Guest Author - Kimberly Cassandra Cannon
On the other hand, is it? The birds are chirping and the trees are leafing out, so yes it is spring. Or is it? Although the climate here in Texas, in particular Houston, is rather nice though chilly at times yet mild, not so many other places can say the same. Remembering the cold, wintry days as a child, I recall seeing the beautiful spring bulbs peeking through snow that had fallen in the still of the night.
It seems that as people, we are never truly content with what we have. Specifically in gardening. Be there gardeners who envy the tropical plants that beautify the warmer climates with their foliage and large luscious blooms of a hydrangea to the gardeners who envy the spring bulbs we could never grow due to the regularity of warmth. Nevertheless, spring in a cooler climate is definitely a provoker of envy. From the early bloomers of columbine to the creeping phlox and variegated weigela with yellow peonies. With life as colorful as this, maybe winter should be welcoming. Who knows, I live in Texas.
Anyway, should you reside where it is very cold and will be for awhile at least, there is still time to get on your gear and get out there to take pictures, make notes in your garden journal and take note of your beautiful, spring garden. There are more plants and spring bulbs suited for the cold climate than elsewhere so take in the nostalgia of it all and create memories of wintry days.
With the uncertainty of spring here in Houston, we hardly know how to identify its season. But when temps are 20 degrees and lower in the colder climate, there are ways to identify spring right there in your garden amidst the snowflakes, sleet and a ray of sunshine to keep you mesmerized as you wait to see your hard labor from the previous autumn. The rule of thumb in the colder climate is to plant early. The warm season gardener can plant as late as January however. Because as mentioned before, when is spring in Texas? Spring flower bulbs need to be planted prior the first hard frost and its best to plant them when purchased; otherwise, store them in a crate or box with peat moss in a cool garage. Now, should you use the method of refrigeration I’m most familiar with, be sure to keep them away from all ripening fruit due to gas emitting from the fruits ripening process that can destroy the bloom. You’ll get the foliage but no bloom.

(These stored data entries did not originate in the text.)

PR #1140, opened 2020-11-23
[PLAT-4935] Add automate-symbolication command (iOS)

bengourley:
Add a command to automate source map upload when a React Native build happens.

Unit tests included for relevant parts. Interactive CLI aspects will be test via maze runner at a later point.

To test this out, use the following steps:

- `git fetch && git checkout feature/rn-cli-automate-symbolication-cmd-ios`
- `npm i`
- `npm run bootstrap`
- `npm run build`
- `npx lerna publish v99.99.99-canary.`git rev-parse HEAD` --no-push --exact --no-git-tag-version --registry http://localhost:4873/` (ensure verdaccio is running, per the react-native/CONTRIBUTING.md guide)
- `cd packages/react-native-cli`
- `npm link` (this symlinks the local cli package to your global npm modules)

On a React Native project:

- check that the command is linked up correctly `bugsnag-react-native-cli --help` 
- install the notifier you published to your local npm `npm i @bugsnag/react-native@v99.99.99-canary.{gitsha} --registry http://localhost:4873/` or `yarn add @bugsnag/react-native@v99.99.99-canary.{gitsha} --registry http://localhost:4873/`
- run `bugsnag-react-native-cli automate-symbolication`

PR #1289, opened 2021-02-11
[PLAT-5950] Store source maps in $TMPDIR during Xcode build phases

nickdowell:
## Goal

Fix building projects whose build directory path contains whitespace.

The underlying issue is that react native's script cannot accept any paths containing spaces in `$EXTRA_PACKAGER_ARGS`

## Design

A new location has been designated for the source map: `$TMPDIR/$UID-main.jsbundle.map`

This path is guaranteed to not contain any whitespace, which will fix compatibility with `react-native-xcode.sh`

Use `md5` to generate a unique `$UID` from the build path; unique for that project, build configuration and target.

The script will fall back to the previous location to remain compatible with the old source map location, for Xcode projects that have not been updated.

## Testing

Manually tested using sample RN projects.

Tested by following instructions from https://github.com/bugsnag/bugsnag-js/pull/1140 against a freshly created react native app.


packages/react-native/bugsnag-react-native-xcode.sh
```diff
@@ -23,7 +23,14 @@ if [ ! -f "$BUNDLE_FILE" ]; then
...
 
-MAP_FILE="$BUNDLE_FILE.map"
+# Generate a stable unique path that does not contain spaces, for compatibility with react-native-xcode.sh
+UID=$(md5 -qs "$CONFIGURATION_BUILD_DIR")
+MAP_FILE="$TMPDIR/$UID-main.jsbundle.map"
+if [ ! -f "$MAP_FILE" ]; then
+  echo "Warning: $MAP_FILE could not be found, falling back to $BUNDLE_FILE.map"
+  # Older versions of the Xcode build phase used this location
+  MAP_FILE="$BUNDLE_FILE.map"
+fi
```
tomlongridge, line 33: Can we instead take this as a parameter so that the same value can be passed in as was supplied to `react-native-xcode.sh`? That way, if the user is setting this up manually they can set the directory to whatever they like.

nickdowell: The build phase now looks like

Screenshot 2021-02-16 at 11 30 06

bengourley (approved):
Looks good. I tested with a project set up with the old version of the cli, using the new version of the notifier and it falls back nicely.

Just needs a changelog entry.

Yeah, yeah, we know the most common spring bulbs: tulips, daffodils, crocus but how about trying some muscari, a great sight seer for your rock garden that needs a bit of excitement or let it naturalize year after year under a favorite tree; the fritillaria, companioned with a weigela is a definite must see. The camassia a northwestern native that has longer, thinner legs than the “next top model” tops off with a head of voluptuous flower blooms. My favorite (almost forgot) scilla, another rock garden partner and can be used in a woodland setting or border and yes, it naturalizes as well (a must-have for indoor forcing). As a gardener, be willing to try new adventures to enhance your knowledge, respect, love, and appreciation for gardening.
Because of the varying climates we live in, it is best to choose bulbs recommended for your area. Alternatively, consider what "yours truly" does, experiment.
In closing, for long-time friends of the South, there are alternatives, the horticultural term, bulb forcing. This simply means inducing a plant to bloom ahead of schedule and out of its native habitat. For beginners, do your homework and choose only bulbs recommended for forcing. Spring flowering bulbs can be forced indoors from December through March.
Seasoned gardeners already know about the muscari, colchicum, and the wild crocus in particular, that display color every year in the foothills of the European Alps. (The pictorials are breathtaking). Some high maintenance ones include freesia, lily of the valley, tulips, and daffodils partially due to special requirements such as lighting and controlled temperatures. Plant any of these (cluster form my favorite) in part garden soil, part peat moss, and part perlite, into a chosen planter, specifically, ceramic to add beauty. Then, partially fill the container with potting soil mix, placing the bulbs carefully on the soil surface. The larger bulbs plant them first and completely cover with soil. Then add medium sized bulbs and lastly, the smaller ones. Once the bulbs are in place, add additional potting soil to cover completely. Water and add a slow-release fertilizer and Wala! Step back, take a sip of coffee, and look forward to the many colors and fragrant aromas of spring.
Yes, it is indeed spring, in your indoor, winter garden, so enjoy an aromatic hibernation period while waiting for the steamy, hot summer days ahead.